The Students Representative Council (SRC) of the Ghana Law School says plans by the government to expand access to legal education must not be mere rhetoric.
The Minister Designate for Justice and Attorney General, Godfred Dame said at his vetting on Friday, February 12, 2021, that there is a proposed amendment to the Legal Profession Act to enable accessibility to the course.
Responding to this in a Citi News interview, the Students Representative Council (SRC) President of the Ghana School of Law, Philemon Laar lauded the initiative.
He further urged the government to put words into action.

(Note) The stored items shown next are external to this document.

PR #1606, opened 2026-08-25
perf(jq): stream the lazy-keys fan-out instead of census-then-collect (#1599)

### LINKED ISSUE #1599: jq: first(keys_unsorted | .[] | f) on an object pays an unconditional O(n log n) dup-key census
**Severity: Low-Medium** (performance only, no correctness impact; pre-existing since #1385, not a #1595 regression)

Follow-up to #1565/#1595, found while verifying #1595's own test-plan note about "a separate pre-existing, unrelated cost in constructing `LazyKeys` for a 2M-field object left as-is (out of scope)".

## The gap

#1595 made the *downstream* re-evaluation after a `LazyKeys`/`LazyIndexRange`/`LazySeq` prefix demand-aware, so `first(keys_unsorted | .[] | f)` on an **array** (`keys_unsorted` -> `LazyIndexRange`, pure arithmetic) is genuinely O(1) now. But on an **object** (`keys`/`keys_unsorted` -> `LazyKeys`), both `fold_lazy_keys_stage` and the new `each_lazy_keys_iterate_sink` gate *every* arm -- `First`/`Index(0)`/`Iterate` included -- behind an unconditional call to `collapsed_fields`, which runs `census`: walk every field, decode+fingerprint every key, then `sort_unstable()` the whole fingerprint vector, before ever checking which arm is being folded. This only happens in jq mode (`EvalSemantics::COLLAPSE_DUPLICATE_KEYS = true`, from #1385); `succinctly yq` skips it (`COLLAPSE_DUPLICATE_KEYS = false`).

`census` is *correctly* required for `length` (a repeated key changes the effective field count) and for `.[n]`/`last` (a removed duplicate shifts every later position) -- but `keys_unsorted | first` / `.[0]` doesn't need it at all: jq's collapse rule keeps a repeated key at its *first* occurrence, so the first document-order key can never be displaced by a later duplicate, census or no census. `test_duplicate_keys_lazy_keys_fast_paths_1385` already pins this invariant (`{"b":1,"a":2,"b":3} | keys_unsorted | first` => `"b"`, the first-seen key, unaffected by the later `"b"` duplicate) -- it just doesn't currently exploit it for speed.

Verified on a release build (2,000,000-key flat object vs. a 2,000,000-element array, identical query shape):

```
$ succinctly jq -c 'first(.k0)'                 obj.json   # 0.19s (baseline: parse + one field lookup)
$ succinctly jq -c 'first(keys_unsorted | .[])'  obj.json   # 0.44s  <- +0.25s, object
$ succinctly jq -c 'first(keys_unsorted | .[])'  arr.json   # 0.10s  <- +0.01s, array (already O(1) per #1595)
```

Cross-checked against `succinctly yq --jq-extensions` (`COLLAPSE_DUPLICATE_KEYS = false`, same `eval_generic.rs` engine, same 2M-key object): the census-free path adds only ~0.03s over baseline, isolating the remaining ~0.22s to `census`'s decode+sort.

Root cause: `fold_lazy_keys_stage` and `each_lazy_keys_iterate_sink` (`src/jq/eval_generic.rs`) both open with `if collapse { collapsed_fields(&fields) }` before dispatching on the requested arm. `collapsed_fields`/`census` (`src/jq/document.rs`) is O(n log n) regardless of outcome -- its own doc comment already says as much ("The probe itself goes through `census`, so answering `None` costs 8 bytes per field rather than a materialized field list" describes the memory saving, not the O(n log n) walk+sort time it still pays). Pre-existing since #1385; #1565/#1595 didn't introduce this and correctly scoped it out (their own acceptance criteria used an array, where `LazyIndexRange` never runs `census` at all), but it's why `first(keys_unsorted | .[] | f)` on an object doesn't reach the O(1) `first(.[] | f)` baseline the way the array case now does.

## Likely fix

Skip the census for the arms that are provably invariant under jq's first-position-wins collapse rule -- `Expr::Builtin(Builtin::First)` / `Expr::Index(0)` (`!sorted`) in both `fold_lazy_keys_stage` and `each_lazy_keys_iterate_sink` -- and only pay for it when an arm that actually needs it (`Length`, full `Iterate` fan-out, nonzero `.[n]`, `Last`) is reached. `sorted` (`keys`) still needs full materialization+sort regardless of this change, unaffected either way.

## Acceptance criteria

- `first(keys_unsorted | .[] | f)` and `first(keys_unsorted | first)` / `.[0]` on a wide object land within noise of the already-O(1) array case (`first(keys_unsorted | .[] | f)` on an equal-size array), not merely "the same cost as `first(keys | length)`" (today's baseline).
- `length`, `last`, nonzero `.[n]`, and `keys` (sorted) keep their existing, correct duplicate-key-aware behavior -- this is a narrowing of *when* the census runs, not a removal of it.
- No regression on #1385's own duplicate-key suite (`test_duplicate_keys_lazy_keys_fast_paths_1385` and its siblings) or #1565/#1595's own tests.

Refs #1565, #1595, #1385.

newhoggy:
## Summary

Two `keys_unsorted` shapes ran a whole-object `census` — decode and fingerprint every key, then sort the fingerprints — before they could answer, even though neither needs it under jq's first-occurrence-wins collapse rule.

**1. The demand-aware fan-out** (`each_lazy_keys_iterate_sink`). It ran `document::collapsed_fields` and then collected every key cursor into a `Vec`, *both before handing the first element downstream*, so `first(keys_unsorted | .[] | f)` on a wide object paid O(n log n) plus a full cons-list walk to produce one key. It now streams `DistinctKeyCursors` straight into the driver: "first occurrence wins" is an *online* rule, so the dedup rides along with the walk instead of preceding it — exactly what `fold_lazy_keys_stage`'s `Expr::Iterate` arm switched to in #1514.

**2. `keys_unsorted | .[0]`** (`fold_lazy_keys_stage`). `.[0]` is `first` by another spelling — collapsing keeps a repeated key at its *first* position, so document-order field 0 is the answer whatever the rest of the object holds. It was still taking the general positional arm and probing. A non-zero index genuinely can be displaced by an earlier key collapsing away, so that arm still probes, as do `length`, `last`, and sorted `keys`.

**3. `YamlFields::uncons_key`.** #1514 added the key-only walk but only JSON overrode it, so every YAML key walk went through the trait default — which calls `uncons` and therefore builds each field's *value* too. Added the override; this is what makes the streaming arm's cost model actually true on the yq path.

## Measurements

Release builds, the two binaries **interleaved within each repetition with the order flipped every rep**, min of 9 (min/median agree throughout), Apple M-series. jq: 2,000,000-key flat object. yq: 1,000,000-key mapping (15.7 MB).

| shape | before | after | delta |
|---|---|---|---|
| jq `first(keys_unsorted \| .[])` — early exit | 0.336s | 0.061s | **-81.8%** |
| jq `keys_unsorted \| .[0]` | 0.194s | 0.060s | **-69.0%** |
| jq `first(keys_unsorted \| .[] \| select(...))` — walks all, no early exit | 0.843s | 0.830s | -1.5% |
| yq `first(keys \| .[])` — early exit | 0.140s | 0.093s | **-34.0%** |
| yq `first(keys \| .[] \| select(...))` — walks all | 0.463s | 0.486s | **+5.0%** |

`keys_unsorted | .[0]` now matches `keys_unsorted | first` (0.060s vs 0.061s); `.[1]`, `length` and `last` are unchanged, still correctly paying for a census.

**The +5.0% is a real regression and the one deliberate trade here.** Full consumption through the streaming arm interleaves the walk with downstream evaluation instead of building a `Vec` in a tight loop first, which costs locality. The `YamlFields::uncons_key` override already halved it (+11.1% → +5.0%); the residue is inherent to streaming. Accepted because the same mode's early-exit shape gains 34%, but it is a judgement call rather than a free win — flagging it explicitly rather than burying it.

## Behaviour change (one, deliberate)

**The cursor a collapsed duplicate key carries moved from the last occurrence to the first.** `collapse_repeated` overwrote the surviving slot with the *last* occurrence's `key_cursor`, so `first(keys_unsorted | .[] | column)` on `{"b":1,"a":2,"b":3}` reported `14`; it now reports `2`. This is observable through the position builtins and through `anchor`/`style` in yq mode.

`2` is what the collecting path (`[keys_unsorted | .[] | column]` => `[2,8]`) has always reported and what jq's first-occurrence-wins rule points at, so this removes a disagreement between two spellings of the same query rather than creating one. Pinned by a dedicated test, since nothing else did.

## Test plan

- [x] `cargo test --features cli,simd,regex,serde --no-fail-fast` — full suite
- [x] `cargo fmt --check`
- [x] All 22 new jq expectations diffed against the pinned oracle `/usr/bin/jq` 1.7.1
- [x] Output identity gated before believing any timing
- [x] Dual-mode: a committed `yq_cli_tests` case now covers the `collapse = false` branch (duplicates preserved: `["b","a","b"]`)

### On the tests, specifically

The first version of this PR's test was largely ineffective and the review caught it. Reaching the streaming arm is narrow: `limit(n; ...)` does **not** route through it (its elements arrive as owned strings, not cursors) and a collecting `[keys_unsorted | .[]]` takes `fold_lazy_keys_stage` instead — so 9 of 12 original rows never executed the changed code, and because a bare `first(...)` stops after one element, none reached `DistinctKeyCursors`'s repeat handling either. The rewritten test uses `first(keys_unsorted | .[] | select(...))` with predicates that match before, exactly at, and after a mid-stream duplicate, which forces the walk through `collapse_confirmed_repeat` and its resume-at-`yielded` path — the one branch that could reorder or drop a key. I verified reachability independently of the review: on the pre-PR binary the arm reports column `14` and the collecting path `2`, so a row that changes across the two binaries provably went through it.

Fixes #1599

### DIFF
--- a/src/jq/eval_generic.rs
+++ b/src/jq/eval_generic.rs
@@ -2703,6 +2703,22 @@ fn fold_lazy_keys_stage<S: EvalSemantics, V: DocumentValue>(
                 GenericResult::ManyCursor(cursors)
             }
         }
+        // `.[0]` is `first` by another spelling, so it takes
+        // the `Builtin::First` arm's reasoning below rather
+        // than the general positional one: collapsing keeps a
+        // repeated key at its *first* position, so field 0 in
+        // document order is the answer whatever the rest of
+        // the object turns out to hold. Only a *non-zero*
+        // index can be displaced by an earlier key collapsing
+        // away, which is why the arm below still probes
+        // (#1599 -- #1514 moved the probe off the guard, but
+        // left this spelling paying it).
+        Expr::Index(idx) | Expr::IndexNumber { idx, .. } if !sorted && *idx == 0 => {
+            match fields.uncons_key() {
+                Some((_, key_cursor, _)) => GenericResult::OneCursor(key_cursor),
+                None => GenericResult::Owned(OwnedValue::Null),
+            }
+        }
         Expr::Index(idx) | Expr::IndexNumber { idx, .. } if !sorted => {
             // Positional: a collapsed object has fewer
             // members, so `.[n]` lands elsewhere. This is one
@@ -3052,8 +3068,7 @@ fn each_lazy_index_range_iterate_sink<S: EvalSemantics, V: DocumentValue>(
 /// Demand-aware `Expr::Iterate` fan-out for a `LazyKeys` (#1565).
 ///
 /// `!sorted` (`keys_unsorted`): streams [`DistinctKeyCursors`] straight
-/// into the driver, so a consumer that stops early walks only the fields it
-/// actually reached. This arm used to run `document::collapsed_fields`
+/// into the driver. This arm used to run `document::collapsed_fields`
 /// (whose probe is a whole-object `census`: decode and fingerprint every
 /// key, then sort the fingerprints) and then collect every key cursor into
 /// a `Vec`, both *before* handing the first element downstream -- so
@@ -3067,14 +3082,34 @@ fn each_lazy_index_range_iterate_sink<S: EvalSemantics, V: DocumentValue>(
 /// every cursor at once to build a `ManyCursor`, so it collects; this one
 /// drives elements one at a time and can consume the iterator directly.
 ///
-/// The yielded sequence is identical either way, which is why this is a
-/// cost change and not a behaviour change: `DistinctKeyCursors` emits first
-/// occurrences in document order, and on confirming a real repeat switches
-/// to the exact collapsed list resuming at the count already yielded --
-/// which lines up, because that list opens with those same first
-/// occurrences. Unlike the `LazySeq` arm below, streaming raises no
-/// atomicity question: producing a key cursor runs no user filter, so there
-/// is no per-element failure that eager collection would have masked.
+/// **The early exit is not unconditional.** It holds until a repeated key
+/// is *reached*: at that point `DistinctKeyCursors` calls
+/// `collapse_confirmed_repeat`, which walks the rest of the object and
+/// owns a `String` per distinct key. So `first` over an object whose
+/// second field repeats its first still pays a full walk. That is never
+/// worse than the old path, which paid `census` plus `collapse_repeated`
+/// unconditionally -- but it is not O(1) either, and sizing this arm's
+/// worst case from the paragraph above alone would get it wrong.
+///
+/// The *sequence* of keys is identical to what collecting produced, and
+/// for the same reason the resume is sound: `DistinctKeyCursors` emits
+/// first occurrences in document order, and on confirming a real repeat
+/// switches to the exact collapsed list resuming at the count already
+/// yielded -- which lines up, because that list opens with those same
+/// first occurrences. Unlike the `LazySeq` arm below, streaming raises no
+/// atomicity question: producing a key cursor runs no user filter, so
+/// there is no per-element failure that eager collection would have
+/// masked.
+///
+/// **The cursor a collapsed key carries did change**, which is why this is
+/// not purely a cost change. `collapse_repeated` overwrites the surviving
+/// slot with the *last* occurrence's `key_cursor`, so the old path
+/// reported the later position; streaming reports the first occurrence.
+/// Observable through the position builtins and through `anchor`/`style`
+/// in yq mode. The new answer is the one the collecting path has always
+/// given and the one jq's first-occurrence-wins rule points at, so this
+/// settles a disagreement between two spellings rather than creating one
+/// -- pinned by `test_lazy_keys_streaming_reports_first_occurrence_cursor_1599`.
 ///
 /// `sorted` (`keys`): lexicographic order needs every key decoded and
 /// sorted first, unavoidably -- the same cost `materialize_lazy_keys` always
@@ -3084,7 +3119,7 @@ fn each_lazy_index_range_iterate_sink<S: EvalSemantics, V: DocumentValue>(
 /// existing behaviour of not preserving a cursor for sorted keys (no new
 /// capability, no regression, just demand-aware instead of eager).
 fn each_lazy_keys_iterate_sink<S: EvalSemantics, V: DocumentValue>(
-    fields: V::Fields,
+    fields: &V::Fields,
     sorted: bool,
     collapse: bool,
     rest: &[Expr],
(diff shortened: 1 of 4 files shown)


newhoggy:
Updated after `/code-review`, which returned 9 findings. I reproduced the significant ones independently before acting; **6 were real** and are fixed in `928dbed23` / `f28344ec2`:

- **`.[0]` still paid the census** (0.194s vs `first`'s 0.061s). #1599 names it in its acceptance criteria, and my original scope claim — that #1514 had already freed `Index(0)` — was simply wrong. Now -69%, and `.[1]`/`length`/`last` still correctly probe.
- **A real yq regression my evidence missed.** Both rows I offered as "full fan-out unchanged" (`[keys_unsorted|.[]]|length`, `reduce`) never enter the changed function at all, so I had reported a clean result for a path I never measured. The shape that does reach it regressed **+11.1%**. Root cause was finding 6: `YamlFields` never overrode `uncons_key`, so #1514's key-only walk was a no-op for YAML. Adding the override halved it to **+5.0%**, which is now stated in the PR body as a deliberate trade against -34% on the same mode's early-exit shape rather than buried.
- **The test pinned almost nothing it claimed to.** `limit(n; ...)` does not route through the arm, and a bare `first(...)` stops before the repeat handling — so 9 of 12 rows never ran the changed code and none reached the switch-and-resume branch. Rewritten around `first(keys_unsorted | .[] | select(...))` with predicates before/at/after a mid-stream duplicate. I established reachability independently of the review: the pre-change binary reports a collapsed key's cursor as column 14 where the collecting path reports 2, so a row that moves across the two binaries provably went through the arm.
- **Not a "cost change only", as I claimed.** The collapsed-key cursor moved from last to first occurrence (`column` 14 → 2). It agrees with the collecting path and with jq's first-wins rule, so it resolves an inconsistency — but it was unpinned and undocumented. Now both.
- Doc corrected on the unconditional-early-exit overstatement, `fields` takes `&V::Fields`, and a yq-mode row now covers the `collapse = false` branch.

Findings 5/7/8/9 were also real and are fixed. Full suite re-run: **5867 passed, 0 failed**; both clippy legs, `fmt --check`, and the no_std build are clean.

Not adopted: nothing — every finding was either fixed or (finding 2's residual +5%) explicitly documented as an accepted trade.

newhoggy:
Filed #1609 to track the accepted +5.0% yq full-consumption trade documented above, so it is a tracked item rather than only a PR-body footnote. It records what has already been ruled out (half the original +11.1% was `YamlFields` never overriding `uncons_key`, fixed here) and flags that the obvious fix — batching to recover locality — trades directly against this PR's -34% early-exit win, so it needs measuring at several batch sizes rather than assuming.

“There has to be a strategic plan as to how legal education should be in this country. After the outcry for reforms from students all over the country, we thought that things will change, but we saw nothing. But then, we welcome the news our learned ‘designate’ [Godfred Dame] put out on Friday and we hope that this will not be mere political rhetoric.”
Legal Education Reforms
Due to the high failure rates, many have called for serious reforms in the country’s legal education regime.
Some have suggested that the General Legal Council (GLC) should be stripped of the power to conduct entrance exams and the three Schools of Law it operates, to be made to function as law faculties that will competitively be training LLB students who can sit for the general bar exam and qualify candidates duly called to the bar.
“We need to decouple education and regulation. Let them [General Legal Council] stay on a competition basis, train them [LLB students], and when the students have their degree, they apply to take a common bar exam administered by qualified bar examiners and anyone who passes that becomes a lawyer,” a Ghanaian legal practitioner, Professor Kwaku Asare, popularly known as Prof. Azar suggested.
But former Chief Justice, Sophia Akuffo opposed it.
She stressed that the current system that many deem as strict and unfair, is meant to ensure that lawyers who are trained in the country are of global standards.